Both $\mathbf{W}$ and $\mathbf{b}$ are initialized during layer creation and updated each time backward is called. Note that we are using **Xavier initialization** which is a trick to train our model to converge faster. Instead of initializing our weights with small numbers which are distributed randomly, we initialize our weights with mean zero and variance of 2/(number of inputs + number of outputs)

In [10]:
class Dense(Layer):
    
    def __init__(self, input_units, output_units, learning_rate=0.1):
        # A dense layer is a layer which performs a learned affine 
        # transformation:
        # f(X) = W*X + b
        
        self.learning_rate = learning_rate
        self.weights = np.random.normal(
            loc=0.0, 
            scale=np.sqrt(2/(input_units+output_units)),
            size=(input_units, output_units)
        )
        self.biases = np.zeros(output_units)
    
    def forward(self, input_):
        # perform an affine transformation:
        # f(X) = W*X + b
        
        # input shape: [batch, input_units]
        # output shape: [batch, output_units]
        
        return np.dot(input_, self.weights) + self.biases
    
    def backward(self, input_, grad_output):
        # compute d_f/d_x = d_f/d_dense * d_dense/d_x
        # where d_dense/d_x = weights transposed
        # and d_f/d_dense = grad_output
        
        grad_input = np.dot(grad_output, self.weights.T)
        
        # compute gradient w.r.t. weights and bias (things to update)
        grad_weights = np.dot(input_.T, grad_output)
        grad_biases = grad_output.mean(axis=0)*input_.shape[0]
        
        assert grad_weights.shape == self.weights.shape\
               and grad_biases == self.biases.shape
        
        # Here we perform a schochastic gradient descent step.
        self.weights = self.weights - self.learning_rate * grad_weights
        self.biases = self.biases - self.learning_rate * grad_biases
        
        return grad_input     

## The loss function
Since we want to predict probabilities, it would be logical for us to define softmax nonlinearity on top of our network and compute loss given predicted probabilities. However, there is a better way to do so.

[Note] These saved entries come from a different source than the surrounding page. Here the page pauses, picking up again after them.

PR #841, opened 2022-08-17
Fix feed source name editing

philip-cline:
### Checklist

### Description

Currently, when editing the name of a feed source, beginning additions to the name with spaces will cause the spaces to be trimmed as soon as they are entered. This PR resolves that issue.

### DIFF
--- a/lib/manager/components/GeneralSettings.js
+++ b/lib/manager/components/GeneralSettings.js
@@ -40,9 +40,11 @@ type State = {
 export default class GeneralSettings extends Component<Props, State> {
   state = {}
 
-  _onChange = ({target}: SyntheticInputEvent<HTMLInputElement>) => {
+  _onChange = ({target}: SyntheticInputEvent<HTMLInputElement>, key: 'name' | 'url') => {
+    let value
     // Change empty string to null to avoid setting URL to empty string value.
-    const value = target.value === '' ? null : target.value.trim()
+    if (key === 'url') value = target.value === '' ? null : target.value.trim()
+    else value = target.value
     this.setState({[target.name]: value})
   }
 
@@ -130,7 +132,7 @@ export default class GeneralSettings extends Component<Props, State> {
                     value={this._getFormValue('name')}
                     name={'name'}
                     disabled={disabled}
-                    onChange={this._onChange} />
+                    onChange={(e) => this._onChange(e, 'name')} />
                   <InputGroup.Button>
                     <Button
                       // disable if no change or no value (name is required).
@@ -164,7 +166,7 @@ export default class GeneralSettings extends Component<Props, State> {
                   <FormControl
                     disabled={disabled}
                     name={'url'}
-                    onChange={this._onChange}
+                    onChange={(e) => this._onChange(e, 'url')}
                     value={this._getFormValue('url')}
                   />
                   <InputGroup.Button>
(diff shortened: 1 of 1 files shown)


miles-grant-ibigroup (changes requested):
~This fix works but I'm not quite sure why we're making this change? Is there some use case for having a project name start with spaces? It seems like doing so will only cause confusion with no upsides.~

I was editing project titles, not feed source titles. I understand what's happening now. Sorry for the confusion!

lib/manager/components/GeneralSettings.js
```diff
@@ -40,9 +40,11 @@ type State = {
 export default class GeneralSettings extends Component<Props, State> {
   state = {}
 
-  _onChange = ({target}: SyntheticInputEvent<HTMLInputElement>) => {
+  _onChange = ({target}: SyntheticInputEvent<HTMLInputElement>, key: 'name' | 'url') => {
```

If we write down the expression for crossentropy as a function of softmax logits(a), you'll see:
$$loss = -\log\frac{e^{\alpha_{\text{correct}}}}{\sum_i{e^{\alpha_i}}}$$
If we take a closer look, we'll see that it can be written as:
$$loss = -\alpha_{\text{correct}}+\log\sum_i{e^{\alpha_i}}$$
It's called Log-softmax and it's better than naive log(softmax(a)) in all aspects:

- Better numerical stability
- Easier to get derivative rigt
- Marginally faster to compute

So why not just use log-softmax throughout our computation and never actually bother to estimate probabilities.